ME: Hier ein weiteres wunderbares Beispiel für
ultimative Chancen: Ich sah vor einigen Jahren im TV eine
empfehlenswerte Reihe über die Geschichte der großen Hotels der Welt,
darin wurde auch das Pariser Hotel "Le Bristol" gezeigt. Der Eigentümer
des Hotels war während der Besetzung durch die Nazis im zweiten
Weltkrieg sehr schlecht dran, da der gesamte Tourismus nach Paris
natürlich auf Null gesetzt war. Das war so ähnlich wie ein Lockdown.

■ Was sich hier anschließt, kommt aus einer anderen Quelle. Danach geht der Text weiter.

PR #66, opened 2024-01-11
Add symbols to command identifier

### LINKED ISSUE #63: command identifier with `?` is not parsed correctly
スクリーンショット 2024-01-05 112653

kit494way:
Fix #63 

Although there are many available symbols, I added `?` that is actually used [here](https://github.com/nushell/nushell/blob/62272975f2244229099c903ab43322f3db7e8d00/toolkit.nu#L396) and `!` that is likely to be used.


fdncred:
ya, i've seen many people name custom commands with `?` but that's the only symbol i remember, of course, `-` and `_` are used in naming but not usually at the end. thanks for this.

Doch dieser Hotelier hat die Zeit genutzt, indem er sich Gedanken
gemacht hat, wie er sein Hotel durch diese Zeit bringen könnte. Zum
einen hat er mutig und klug mit den Banken verhandelt, um seine Kredite
zu behalten. Zum anderen hat er während dieser Zeit einige Erfindungen
für sein Hotel realisiert, zum Beispiel einen kreisrunden
Kosmetik-Spiegel, umrandet von einer Neonröhre. Seine Erfindung ist
heute überall in der Welt anzutreffen. Er hat also sein Know-How, ein
Hotel zu führen, zu dieser Innovation genutzt, obwohl er weder
Elektriker noch Techniker war. Damit meine ich, man kann auch solche
schwierigen Zeiten nutzen. Man kann auch eine Zusatzausbildung machen,
die vielleicht ein bis zwei Jahre dauert, sich aber immer lohnt.
Ein anderes Beispiel wäre: es kennt sich jemand mit Kräutern aus, ist
vielleicht aus einer ganz anderen Branche, interessiert sich aber für
die Historie von Kräutern. Wenn er sich entsprechend Wissen aneignet und
fleißig ist, kann sich auch hier eine neue und ultimative Chance
ergeben, dieses Wissen in vielleicht drei bis vierJahren in ein
erfolgreiches Geschäftsmodell umzuwandeln. Denn ultimative Chancen
ergeben sich mehrmals im Leben, wenn man mit offenen Augen und Interesse
an Neuem in sich hineinhorcht und sich immer wieder fragt: Was würde
mir Spaß machen? Was ist meine Vision? Welches Ziel habe ich?